She mentioned in Coronet Among the Weeds that her father was a Lord — the 7th Baron Clanmorris. What she didn’t tell us was that, as John Bingham, he was a section head of MI5 and the model for John le Carré’s George Smiley. After she had completed her debutante season, he recruited her to work as a secretary at MI5, which she wrote about in MI5 and Me.
Now, in Spies and Stars, she is still working at MI5 but has fallen in love with an actor, Harry, and starts writing scripts with him. Her father encourages her because he thinks it is important to infiltrate what he sees as ‘the communist hotbed of British theatre’. (Remember this is the 1950s when there were reds under every bed.) He also recruits Harry to act as an undercover agent at Communist party HQ and sell the Daily Worker. But Harry still wants to be an actor and ‘starve for art’, so Charlotte’s father pulls strings to get him a film role.
Charlotte — or Lottie as she calls herself — is thrilled to meet a film producer and his wife because they were so obviously, ostentatiously rich: ‘Their clothes, their wrist- watches, jewelry and footwear, seemed to be staring out at the rest of us with pity.’ Her father’s family were quite rich too, but they were discreet about it, whereas she liked flash. She and Harry wrote a film script called The Happy Communist and sold it for a ton of money.

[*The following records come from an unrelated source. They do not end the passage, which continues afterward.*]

PR #3121, opened 2024-02-21
Cassandra 19406 5.0

bereng:
 
```

```

### DIFF
--- a/.circleci/generate.sh
+++ b/.circleci/generate.sh
@@ -34,6 +34,8 @@ print_help()
   echo "   -a Generate the config.yml, config.yml.FREE and config.yml.PAID expanded configuration"
   echo "      files from the main config_template.yml reusable configuration file."
   echo "      Use this for permanent changes in config.yml that will be committed to the main repo."
+  echo "   -d Minimal development checks only. Sanity check during your dev before sending it to review for speed and cost reductions."
+  echo "      Submitting cleaning pre-commit clean CI run is still a requirement when the patch is ready for review"
   echo "   -f Generate config.yml for tests compatible with the CircleCI free tier resources"
   echo "   -p Generate config.yml for tests compatible with the CircleCI paid tier resources"
   echo "   -b Specify the base git branch for comparison when determining changed tests to"
@@ -80,14 +82,17 @@ print_help()
 all=false
 free=false
 paid=false
+dev_min=false
 env_vars=""
 has_env_vars=false
 check_env_vars=true
 detect_changed_tests=true
-while getopts "e:afpib:s" opt; do
+while getopts "e:afpdib:s" opt; do
   case $opt in
       a ) all=true
           detect_changed_tests=false
+          ;;
+      d ) dev_min=true
           ;;
       f ) free=true
           ;;
@@ -253,7 +258,7 @@ if $has_env_vars; then
 fi
 
 # Define function to remove unneeded jobs.
-# The first argument is the file name, and the second arguemnt is the job name.
+# The first argument is the file name, and the second argument is the job name.
 delete_job()
 {
   delete_yaml_block()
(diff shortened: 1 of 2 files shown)


bereng:
Workflow seems to be correct [here](https://app.circleci.com/pipelines/github/bereng/cassandra/1170/workflows/7707b811-6d4e-4cff-92de-9aff85d8ee03)

.circleci/generate.sh
```diff
@@ -34,6 +34,7 @@ print_help()
   echo "   -a Generate the config.yml, config.yml.FREE and config.yml.PAID expanded configuration"
   echo "      files from the main config_template.yml reusable configuration file."
   echo "      Use this for permanent changes in config.yml that will be committed to the main repo."
+  echo "   -d Deduplicate. Removes all config variations for each test groups leaving only the vanilla one to run. Skinny test run."
```
smiklosovic: nit: I would remove the sentence "Skinny test run".

.circleci/generate.sh
```diff
@@ -80,15 +81,18 @@ print_help()
 all=false
 free=false
 paid=false
+dedup=false
```
smiklosovic: all good but ... just semantics, shouldnt we rename this to "development" or something like that? I know it _deduplicates_, I just think it is better if we call it like what it is good for rather than what it does.

I think that all the naming can stay and we would just document "-d" flag as "development", up to you.

.circleci/generate.sh
ekaterinadimitrova2: Instead, we can say this can be used during development for minimum sanity check if we are not ready for full pre-commit CI run.

.circleci/generate.sh
```diff
@@ -332,8 +336,72 @@ delete_repeated_jobs()
   fi
 }
 
+# Define function to leave only a single config run for each test group
+# The first and only argument is the file name.
+dedup_jobs()
+{
+  delete_job "$1" "j11_cqlsh_dtests_py311_offheap"
```
ekaterinadimitrova2, line 354: I have a small preference for replacing all these deletions of particular jobs with something that would delete everything except particular jobs the other way around. Otherwise, I can see how people will start adding new jobs to the workflows without thinking whether they should be in the skinny workflow. Also, the list will be smaller and less prone to merge conflicts, etc. However, I leave it to you, @bereng, to decide whether you want to change this. Not a blocker here.

.circleci/generate.sh
```diff
@@ -332,8 +336,72 @@ delete_repeated_jobs()
   fi
 }
 
+# Define function to leave only a single config run for each test group
+# The first and only argument is the file name.
```
ekaterinadimitrova2, line 351: Maybe we mention in the comment also that this will be used during dev, not pre-commit?

ekaterinadimitrova2 (commented):
Berengue, I think changing the pre-commit workflow to the skinny one in place is confusing. Shouldn't the flag generate a new workflow with a different name? Like during_dev_tests or so? I can see how some people will start cherry-picking config commits from others and use this config for pre-commit because it also uses the same name, and then reviewers will have to make them add the missing jobs. You will be surprised how many people use cherry-pick instead of learning how generate.sh works and using it themselves. If people learn there is a different workflow name, they will be at least cherry-picking a different commit  

I do not see a cqlsh_dtests job? Even as one to be approved?

.circleci/generate.sh
bereng: Ah yes I like 'development' semantics better. Which ties to the comment above about mentioning it in the text +1

.circleci/generate.sh
bereng: +1

.circleci/generate.sh
bereng: If you look at the script details we unfortunately don't support that currently as we don't use any yaml processing tooling but rely on regexps.

bereng:
Review comments added and new workflow example [here](https://app.circleci.com/pipelines/github/bereng/cassandra/1172/workflows/992bd208-91a0-426e-886c-4303f248d297)

Current tooling doesn't support removal of a workflow so I couldn't remove the 'separate' ones. I cleaned them though.

Apologies I just realized I used the wrong base branch name in this PR.

.circleci/generate.sh
ekaterinadimitrova2: Not a blocker, it was just a suggestion, resolving

bereng:
Green CI https://app.circleci.com/pipelines/github/bereng/cassandra/1176/workflows/86564a8e-006a-4b57-9fdb-e43e2ad20666

ekaterinadimitrova2:
I believe this is the right CI link: https://app.circleci.com/pipelines/github/bereng/cassandra/1175/workflows/c10ae06a-6d8f-4cfa-8738-46f2534df952
Still green though :-)

.circleci/generate.sh
```diff
@@ -34,6 +34,7 @@ print_help()
   echo "   -a Generate the config.yml, config.yml.FREE and config.yml.PAID expanded configuration"
   echo "      files from the main config_template.yml reusable configuration file."
   echo "      Use this for permanent changes in config.yml that will be committed to the main repo."
+  echo "   -d Minimal development checks only. Sanity check during your dev before sending it to review for speed and cost reductions."
```
ekaterinadimitrova2, line 37: nit that can be addressed on commit: `We should add: Submitting cleaning pre-commit clean CI run is still a requirement when the patch is ready for review.`
Same for trunk

ekaterinadimitrova2 (approved):

.circleci/generate.sh
bereng: Added to PR

PR #3122, opened 2024-02-22
CASSANDRA-18940 Record latencies for SAI post-filtering reads against local storage

maedhroz:


src/java/org/apache/cassandra/index/sai/plan/QueryController.java
```diff
@@ -73,7 +73,7 @@ public class QueryController
     private final ColumnFamilyStore cfs;
     private final ReadCommand command;
     private final QueryContext queryContext;
-    private final TableQueryMetrics tableQueryMetrics;
+    public final TableQueryMetrics tableQueryMetrics;
```
mike-tr-adamson: This is not a big deal but it seems that we could avoid this change if we stored the `tableQueryMetrics` in the `StorageAttachedIndexSearcher` and make `ResultRetriever` an inner class rather than a static inner class.

If we choose not to do that, can the `tableQueryMetrics`, at least, be separated, so that the `public` and `private` members are separate.

src/java/org/apache/cassandra/index/sai/plan/StorageAttachedIndexSearcher.java
```diff
@@ -370,13 +372,20 @@ private UnfilteredRowIterator queryStorageAndFilter(PrimaryKey key)
...
             {
                 queryContext.partitionsRead++;
                 queryContext.checkpoint();
 
-                return applyIndexFilter(key, partition, filterTree, queryContext);
+                UnfilteredRowIterator filtered = applyIndexFilter(key, partition, filterTree, queryContext);
+
+                // Note that we record the duration of the read after post-filtering, which actually 
+                // materializes the rows from disk.
+                queryController.tableQueryMetrics.postFilteringReadLatency.update(Clock.Global.nanoTime() - startTimeNanos, TimeUnit.NANOSECONDS);
```
mike-tr-adamson: Just to clarify, this is recording the per-partition post-filtering read latency. Do we want to change the metric name to reflect this. Something like `postFilteringPartitionReadLatency`?

maedhroz: I went back and forth on this a little bit. Especially since I'd like to batch row reads into the same partition read sooner rather than later, and even when we read single rows, we're issuing a partition read, it felt unnecessary to qualify the already long name even further. WDYT?

src/java/org/apache/cassandra/index/sai/plan/QueryController.java
maedhroz: It feels like we should have done that anyway. `QueryController` is an odd place for this to be when `ResultRetriever` is the thing that actually actuates recording the metrics...

mike-tr-adamson: When you look at the change for it, it looks so much better and simplifies the code again.

src/java/org/apache/cassandra/index/sai/plan/StorageAttachedIndexSearcher.java
mike-tr-adamson: I'm good with that. We only read partitions right now so it would be excessive.

mike-tr-adamson (approved):

maedhroz:
Committed as https://github.com/apache/cassandra/commit/1d7bae3697b97e64de2c2b958427ef86a1b17731

PR #3133, opened 2024-02-26
CASSANDRA-19429 4.1 remove capacity calls when unnecessary

smiklosovic:
 
```

```

### DIFF
--- a/src/java/org/apache/cassandra/db/ColumnFamilyStore.java
+++ b/src/java/org/apache/cassandra/db/ColumnFamilyStore.java
@@ -126,6 +126,7 @@ import org.apache.cassandra.io.sstable.SSTableMultiWriter;
 import org.apache.cassandra.io.sstable.format.SSTableFormat;
 import org.apache.cassandra.io.sstable.format.SSTableReader;
 import org.apache.cassandra.io.sstable.format.Version;
+import org.apache.cassandra.io.sstable.format.big.BigFormat;
 import org.apache.cassandra.io.sstable.metadata.MetadataCollector;
 import org.apache.cassandra.io.util.File;
 import org.apache.cassandra.io.util.FileOutputStreamPlus;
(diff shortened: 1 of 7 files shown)


src/java/org/apache/cassandra/db/ColumnFamilyStore.java
```diff
@@ -3048,19 +3049,19 @@ public boolean isEmpty()
     public boolean isRowCacheEnabled()
     {
 
-        boolean retval = metadata().params.caching.cacheRows() && CacheService.instance.rowCache.getCapacity() > 0;
+        boolean retval = metadata().params.caching.cacheRows() && DatabaseDescriptor.getRowCacheSizeInMiB() > 0;
```
Mmuzaf, line 3052: `DatabaseDescriptor.getRowCacheSizeInMiB() > 0` -- this condition is unclear to the user/developer facing it for the first time, so my suggestion is to create a new method in the `DatabaseDescriptor` class and reuse it where we need it. I've looked at the latest branch (trunk) and I think we could push a new method there as well.

An example:
```
    public static boolean isRowCacheEnabled()
    {
        return conf.row_cache_size.toMebibytes() > 0;
    }
```

Similar methods should be created for the counter and key caches.

src/java/org/apache/cassandra/io/sstable/format/SSTableReader.java
```diff
@@ -716,9 +716,8 @@ public void setupOnline()
         // under normal operation we can do this at any time, but SSTR is also used outside C* proper,
         // e.g. by BulkLoader, which does not initialize the cache.  As a kludge, we set up the cache
         // here when we know we're being wired into the rest of the server infrastructure.
-        InstrumentingCache<KeyCacheKey, RowIndexEntry> maybeKeyCache = CacheService.instance.keyCache;
-        if (maybeKeyCache.getCapacity() > 0)
-            keyCache = maybeKeyCache;
+        if (DatabaseDescriptor.getKeyCacheSizeInMiB() > 0)
```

But they were told it needed more sex because ‘how can you be happy without sex?’Unfortunately, Charlotte was too prudish to write sex, so the script was handed over to another. But it was the start of a very successful joint writing career.
Much of the charm of this book for me is its evocation of aspects of the 1950s I had forgotten: the newly arrived coffee bars that seemed the height of glamor; the blind men selling matches outside Tube stations (Bingham claims that MI5 used them as undercover agents); and the weird euphemisms — ‘Uncle Dick’ for being sick, ‘the aunt’ for loo, and ‘Oh sugar!’ to express annoyance.
Television was still a new invention and subject to much snobbery. Posh people didn’t have television sets, or only in the nanny’s room, and were terribly shocked that the Queen allowed her Coronation to be televised. So vulgar! People who did have television sets covered them with a cloth and had to switch them on early to give them time to warm up. When ITV started in 1955, all the existing sets had to be converted to receive it, with a clanking handle at the side. Actors were terrified of appearing in television dramas because of course they were live, and if they dried or fluffed their lines there was nowhere to hide. Anyway, appearing on television was considered tacky, and appearing in TV commercials was beyond the pale. But Lottie loved television and was thrilled when asked to write for it.
The great joy of Bingham’s prose is its youthful insouciance. She writes like a teenager, but an exceptionally observant one. She notices that someone’s butler is wearing women’s nylons and has ‘a shifty look to his nostrils. People always go on about a shifty look to the eyes, but nostrils give away a great deal.’ She notes that the English are suckers for over-the-hill performers:
Somerset Maugham said the English would never go and see a ballerina dance unless they knew she had only one leg, or an actress unless they were in agony that she was going to forget all her words.
And some of her similes are almost worthy of Wodehouse:
Harry sighed, deeply. It was the kind of sigh that might easily be heard over the radio waves when a tractor had broken down on The Archers and there were no spare parts to be had even for ready money.
Stars and Spies
is very much a period piece and perhaps for that reason unlikely to appeal to the young. But I loved it.